Truncate the given timestamp down to its year.

month ( timestamp )

Truncate the given timestamp down to its month.

day ( timestamp )

Truncate the given timestamp down to its day.

hour ( timestamp )

Truncate the given timestamp down to its hour.

minute ( timestamp )

Truncate the given timestamp down to its minute.

second ( timestamp )

Truncate the given timestamp down to its second.

set_cardinality ( array )

Returns the cardinality of the given set array. Sets can be built using set_agg.

Operational Functions

pipelinedb.activate ( name )

Acitvates the given continuous view or transform. See Activation and Deactivation for more information.

pipelinedb.deactivate ( name )

Deacitvates the given continuous view or transform. See Activation and Deactivation for more information.

pipelinedb.combine_table( continuous view name, table )

Combine the rows from the given table into the given continuous view. combine_table uses the given continuous view’s query definition to combine aggregate values from both relations with no loss of information.

combine_table can be used for purposes such as backfilling a continuous view (possibly running on a completely separate installation) by combining the backfilled rows into the “live” continuous view only once they have been fully populated.

pipelinedb.get_views ( )

Returns the set of all continuous views.

pipelinedb.get_transforms ( )

Returns the set of all continuous transforms.

pipelinedb.truncate_continuous_view ( name )

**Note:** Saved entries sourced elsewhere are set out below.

PR #1876, opened 2026-02-17
[CI] Test against PyTorch 2.10

matthewdouglas:


matthewdouglas:
There are some test regressions in torch 2.10 that were noted on Slack. For the time being these are being xfailed.

The igemm test failures are specifically on 2.10+cu130. It's also likely this functionality will be deprecated/removed.

PR #1877, opened 2026-02-18
Unify CUDA and HIP kernel sources via compat.cuh portability layer

Abdennacer-Badaoui:
## Summary                           

  Merge the duplicated CUDA and HIP kernel sources into a single codebase. Instead of maintaining near-identical file pairs that inevitably drift apart, all GPU code now lives in shared files that compile for both platforms.                                                                    
   
  ## Problem                                                                                                                                                                                                                                                                                        
                                                         
  We maintained near-identical copies of every GPU kernel:

  | CUDA | HIP | ~LOC each |
  |------|-----|-----------|
  | `kernels.cu` | `kernels.hip` | 2600+ |
  | `kernels.cuh` | `kernels_hip.cuh` | 130 |
  | `ops.cu` | `ops.hip` | 650+ |
  | `ops.cuh` | `ops_hip.cuh` | 190 |
  | `common.cuh` | `common_hip.cuh` | 45 / 11 |

  The HIP files were originally auto-generated by hipify and manually patched. Every bug fix or new feature had to be applied to both copies.

  ## Approach

  Two portability headers abstract all CUDA/HIP differences:

  - **`compat.cuh`** — Host-safe types and macros (safe to include from `.cpp` files)
  - **`compat_device.cuh`** — Device-only layer: CUB/hipCUB, reduction ops, MMA (include from `.cu` files only)

  These provide macros, type aliases, and namespace aliases:

  - `bnb_cub::` → `cub::` on CUDA, `hipcub::` on HIP
  - `bnb_bfloat16` → `__nv_bfloat16` on CUDA, `hip_bfloat16` on HIP
  - `bnb_stream_t` → `cudaStream_t` / `hipStream_t`
  - `BNB_MAX_OP` → `cub::Max()` / `hipcub::Max()`
  - `BNB_CHECK_RETURN()` → error checking
  - `bnb_blasLt*`, `bnb_sparse*` → cuBLAS/hipBLAS and cuSPARSE/hipSPARSE

  The `<<<grid, block>>>` launch syntax works natively on HIP, so no `hipLaunchKernelGGL` wrappers are needed. For HIP builds, CMake sets `LANGUAGE HIP` on the `.cu` files.

  `#if BNB_HIP` guards are only needed for genuinely divergent code (~10% of changes):
  - `atomicMax` (CUDA needs CAS loop, HIP has native)
  - `Context` class (cuBLAS vs rocBLAS handle creation)
  - `igemmlt` (hipBLAS requires explicit heuristic algo selection)
  - Warp-size-dependent kernels (via `BNB_WARP_SIZE` compile-time constants)

  The two-header split is necessary because `.cpp` files (like `pythonInterface.cpp`) are compiled by the host compiler (gcc/g++), which cannot parse CUB/device headers.

  ## Changes

  - **Deleted 5 files:** `common_hip.cuh`, `kernels.hip`, `kernels_hip.cuh`, `ops.hip`, `ops_hip.cuh`
  - **Unified 5 files:** `common.cuh`, `kernels.cu`, `kernels.cuh`, `ops.cu`, `ops.cuh`
  - **Added 2 files:** `compat.cuh`, `compat_device.cuh`
  - **Updated:** `CMakeLists.txt`, `pythonInterface.cpp`
  - **Net result:** 10 files → 7 files


matthewdouglas:
@Abdennacer-Badaoui Thanks! This is essentially what I was expecting we could do. I think this is a good way forward. Most of the review comments above make sense as well!

TimDettmers:
## MI300X Runtime Validation of Unified CUDA/HIP Kernels

I validated this PR's unified kernel approach on actual AMD MI300X hardware. The unified files were activated from `csrc/examples/`, several build issues were fixed, and the full test suite was run.

### Test Environment

- **GPU**: AMD Instinct MI300X OAM (192 GB HBM3)
- **ROCm**: 6.1.0
- **PyTorch**: 2.6.0+rocm6.1
- **Host**: RunPod (EU-RO-1), Ubuntu 22.04, kernel 6.5.0
- **Build**: `cmake -DCOMPUTE_BACKEND=hip -DBNB_ROCM_ARCH="gfx942"`

### Test Results

```
3136 passed, 321 skipped, 0 failed, 24 xfailed, 738 warnings in 206.20s
```

**Full test suite passes with zero failures.**

### Build Fixes Required

The unified files from `csrc/examples/` needed several fixes to compile on HIP/gfx942. These are on branch `unified-hip-validation`:

1. **`BNB_WARP_SIZE` detection** (`common.cuh`): The original code used `#ifdef __GFX9__` to set warp size to 64 for CDNA. However, `__GFX9__` is only defined during the device compilation pass — the host compilation pass (which also instantiates templates) doesn't see it. Fixed by using `__AMDGCN_WAVEFRONT_SIZE` instead, which the HIP compiler correctly defines in both passes.

2. **`BLOCK_LOAD_WARP_TRANSPOSE` with small blocks** (`kernels.cu`): `kQuantizeBlockwise` with `BLOCK_SIZE=64` uses only 32 threads (`64/NUM_PER_TH=2`). On CDNA (warp=64), `BLOCK_LOAD_WARP_TRANSPOSE` requires `block_dim >= warp_size`, so 32 threads fails. Fixed by conditionally selecting `BLOCK_LOAD_DIRECT` when `THREADS < BNB_WARP_SIZE`:
   ```cpp
   static constexpr auto LOAD_ALGO =
       (THREADS >= BNB_WARP_SIZE) ? bnb_cub::BLOCK_LOAD_WARP_TRANSPOSE : bnb_cub::BLOCK_LOAD_DIRECT;
   ```

3. **Missing `common.h` include** (`ops.cuh`): The unified `ops.cuh` dropped the `#include "common.h"` needed for `DataType_t` enum resolution.

### Branch

All fixes are on [`unified-hip-validation`](https://github.com/bitsandbytes-foundation/bitsandbytes/tree/unified-hip-validation) — the commits on top of `merge-cuda-hip` show the full diff of what was needed to go from the example files to a working build + passing tests.

### Summary

The unified kernel approach works well. The compat headers successfully abstract CUDA/HIP differences, and the conditional compilation produces correct code for MI300X. The three issues found above are all fixable within the compat header pattern — no fundamental problems with the unification design.

Abdennacer-Badaoui:
I have merged @TimDettmers’ changes into my branch. The PR is ready to be merged if you’re okay with the current state of the unification. If you have any suggestions or improvements, please let me know.

PR #1879, opened 2026-02-20
Fix ruff lint and format issues in agents/ scripts

Abdennacer-Badaoui:
Description: Rename ambiguous variable l to label/lbl (E741) and apply ruff formatting in`agents/fetch_issues.py` and `agents/query_issues.py`.


Abdennacer-Badaoui:
I'm bypassing the rules on this one and merging it, as it only involves a linting/formatting fix.

PR #1886, opened 2026-03-04
[ROCm] Enable more targets

sstamenk:
## Summary

Add missing RDNA GPU targets to ROCm builds:
- **RDNA 3** (all ROCm versions): gfx1102, gfx1103
- **RDNA 3.5 / RDNA 4** (ROCm 6.4+): gfx1152, gfx1153

Updated in CI build script, CMake defaults, README, and installation docs.

### DIFF
--- a/bitsandbytes/backends/default/ops.py
+++ b/bitsandbytes/backends/default/ops.py
@@ -248,6 +248,9 @@ def _(
 
     # Quantize with the lookup table
     code = CODE[quant_type].to(scaled.device).to(scaled.dtype)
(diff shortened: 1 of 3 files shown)


sstamenk:
I haven't run the unit tests for these targets since I don't have access to the hardware.

matthewdouglas:
> I haven't run the unit tests for these targets since I don't have access to the hardware.

This is OK. We don't always run the tests on all of the NVIDIA GPUs that we build for either. Right now gfx1153 seems like it would be particularly difficult to acquire :)

PR #1899, opened 2026-03-13
Update CUDA/ROCm setup tests

sstamenk:
Updated backend-specific setup handling and tests for CUDA/ROCm library selection. The change makes `get_cuda_bnb_library_path()` fail fast when the wrong override variable is used (`BNB_ROCM_VERSION` on CUDA or `BNB_CUDA_VERSION` on ROCm), improves the warning/error guidance, and refreshes the evaluator tests to use `BNB_BACKEND` with clearer CUDA/ROCm coverage.
Removed the `test_get_rocm_bnb_library_path_rocm_override_takes_priority` unit-test as it doesn't provide much utility.

This PR is a subset of the changes originally proposed in https://github.com/bitsandbytes-foundation/bitsandbytes/pull/1888

### DIFF
--- a/bitsandbytes/cextension.py
+++ b/bitsandbytes/cextension.py
@@ -33,32 +33,49 @@ def get_cuda_bnb_library_path(cuda_specs: CUDASpecs) -> Path:
     cuda_override_value = os.environ.get("BNB_CUDA_VERSION")
     rocm_override_value = os.environ.get("BNB_ROCM_VERSION")
 
-    if rocm_override_value:
-        library_name = re.sub(r"rocm\d+", f"rocm{rocm_override_value}", library_name, count=1)
-        if torch.version.cuda:
-            raise RuntimeError(
-                f"BNB_ROCM_VERSION={rocm_override_value} detected for CUDA!\n"
-                "Use BNB_CUDA_VERSION instead: export BNB_CUDA_VERSION=<version>\n"
-                "Clear the variable and retry: unset BNB_ROCM_VERSION\n"
+    if torch.version.hip:
+        if cuda_override_value:
+            if not rocm_override_value:
+                raise RuntimeError(
+                    f"BNB_CUDA_VERSION={cuda_override_value} detected but this is not a CUDA build!\n"
+                    "Use BNB_ROCM_VERSION instead: export BNB_ROCM_VERSION=<version>\n"
+                    "Clear the variable and retry: unset BNB_CUDA_VERSION\n"
+                )
+            logger.warning(
+                f"WARNING: BNB_CUDA_VERSION={cuda_override_value} is set but ignored on this ROCm build. "
+                "Clear the variable: unset BNB_CUDA_VERSION",
             )
-        logger.warning(
-            f"WARNING: BNB_ROCM_VERSION={rocm_override_value} environment variable detected; loading {library_name}.\n"
-            "This can be used to load a bitsandbytes version built with a ROCm version that is different from the PyTorch ROCm version.\n"
-            "If this was unintended clear the variable and retry: unset BNB_ROCM_VERSION\n"
-        )
-    elif cuda_override_value:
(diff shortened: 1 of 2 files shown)


matthewdouglas (changes requested):
## Review: Update CUDA/ROCm setup tests

(Note: this review was created with the assistance of an LLM.)

Thanks for the PR! The fail-fast behavior for wrong override variables and the `HIP_ENVIRONMENT` → `BNB_BACKEND` migration are good improvements. A couple of issues to address before merging:

### 1. Missing path assertion in `test_get_rocm_bnb_library_path_override`

The diff removes the functional assertion that validates the override actually produces the correct library path:

```python
assert get_cuda_bnb_library_path(rocm70_spec).stem == "libbitsandbytes_rocm72"
```

The test now only checks `assert "BNB_ROCM_VERSION" in caplog.text`, which verifies the warning was emitted but not that the correct library was selected. This looks like an accidental omission — please restore it.

### 2. `test_get_cuda_bnb_library_path_override` is fragile

This test sets `BNB_CUDA_VERSION` but doesn't clear `BNB_ROCM_VERSION`. With the new logic, `rocm_override_value` is checked first — so if `BNB_ROCM_VERSION` happens to be set in the environment, the test will raise `RuntimeError` instead of exercising the CUDA override path. Please add:

```python
monkeypatch.delenv("BNB_ROCM_VERSION", raising=False)
```

(The base test `test_get_cuda_bnb_library_path` already does this correctly.)

### Minor notes

- The dead `re.sub(r"rocm\d+", ...)` call in the CUDA+`BNB_ROCM_VERSION` error path is harmless (regex doesn't match `libbitsandbytes_cuda*`) but could be avoided by moving the substitution after the `torch.version.cuda` check.
- Consider keeping an adapted version of `test_get_rocm_bnb_library_path_rocm_override_takes_priority` — the "both overrides set" edge case is still reachable and worth covering, especially now that the branching logic has changed. Not blocking though.

sstamenk:
@matthewdouglas everything should be good now, here is an overview of the changes:

### Changes addressing review feedback on `get_cuda_bnb_library_path` and its tests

Truncates all rows from the given continuous view.

pipelinedb.version ( )

Returns a string containing all of the version information for your PipelineDB installation.

System Views

PipelineDB includes a number of system views for viewing useful information about your continuous views and transforms:

pipelinedb.views

Describes Continuous Views.

  View "pipelinedb.views"
Column |  Type   |
-------+---------+
id     | oid     |
schema | text    |
name   | text    |
active | boolean |
query  | text    |

pipelinedb.transforms

Describes Continuous Transforms.

  View "pipelinedb.transforms"
Column |  Type   |
-------+---------+
id     | oid     |
schema | text    |
name   | text    |
active | boolean |
tgfunc | text    |
tgargs | text[]  |
query  | text    |

pipelinedb.stream_readers

For each stream, shows all of the continuous queries that are reading from it.

   View "pipelinedb.transforms"
Column             |  Type     |
-------------------+-----------+
stream             | text      |
continuous_queries | text[]    |

More system views are available for viewing Statistics for PipelineDB processes, continuous queries, and streams.